As discussed above, the MLE method produces biased results when the MTL tracking configuration is used, when the geometry of the excitation is mis-represented, and when the wrong viscoelastic material model is chosen. However, correcting for these biases does not necessarily improve the clinical utility. It is conceivable that if a standard set of probes, push beam geometries, and tracking settings are used, then these biases can be fixed to a constant value. Still, it should be noted that these biases as presented in Figure 3 are not linear and the degree of the bias is effected by noise (Figure 7). What is more concerning is the effect of model selection on precision as demonstrated in Figure 7. The low SNR standard deviation of the linear elastic model was found to be 230 Pa in this experiment. This is approximately 11% of the mean measurement. At this level of variability, it is conceivable that fibrosis stage may be mis-characterized. Consider that in [5] the F2-F3 patients had a mean elasticity of 2.56 kPa and the F0-F1 patients had a mean elasticity of 2.24 kPa. In this case, the F0-F1 patients have livers that are only 13% less stiff than the F2-F3 patients. This difference is only slightly greater than our measurement variance in the linear estimation case. To improve the precision, two options exist: increase the SNR or choose a better model. While SNR can be improved with larger ROIs this leads to spatial averaging that limits one's ability to detect tissue variation. Alternatively, increasing the number of acquisitions can improve SNR but is limited by physiological motion. Finding a better model is an ideal solution since it allows for fewer acquisitions and smaller ROIs to achieve the same estimate variance.

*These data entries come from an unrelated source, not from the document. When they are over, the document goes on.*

PR #5522, opened 2019-11-06
docs: fix link to geographic projection examples

raphodn:


domoritz:
Thanks. Can we fix the target instead since it says maps twice?

raphodn:
@domoritz sorry about that went (much) too fast. should be fixed now. thanks!

domoritz:
Can you add a custom id that doesn’t change when the title changes? Just to be future proof.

VI. Conclusions and Future Work

A new viscoelastographic technique known as STL-VE has been introduced. The method was rigorously developed from the underlying physical model and application of estimation theory and was implemented as a GPU accelerated software package providing massive parallel processing. Simulations demonstrated accurate modulus reconstruction using the STL-VE method when excitation geometry is matched to that assumed in the model. The effect of geometry mismatch and changing imaging parameters, such as the tracking offset, was characterized. Additionally, we showed the effect of noise and signal truncation on the performance of STL-VE. In ex-vivo experiments, good agreement between the STL-VE MLE model and the shear wave data produced through the imaging of bovine liver was observed. Finally, the critical role of imaging using the STL beam sequence rather than the MTL beam sequence for viscosity estimation was demonstrated. In our future work, we will examine the possibility of staging liver fibrosis using STL-VE both in tissue and in matched simulations. Matched simulations will allow us to determine how biases introduced by geometric and material model uncertainty might effect fibrosis stage cut-off. Additionally, the effects of inhomogeneity and non-Gaussian noise sources will be investigated. Finally, the utility of alternative viscoelastic models in the STL-VE reconstruction algorithm will be investigated.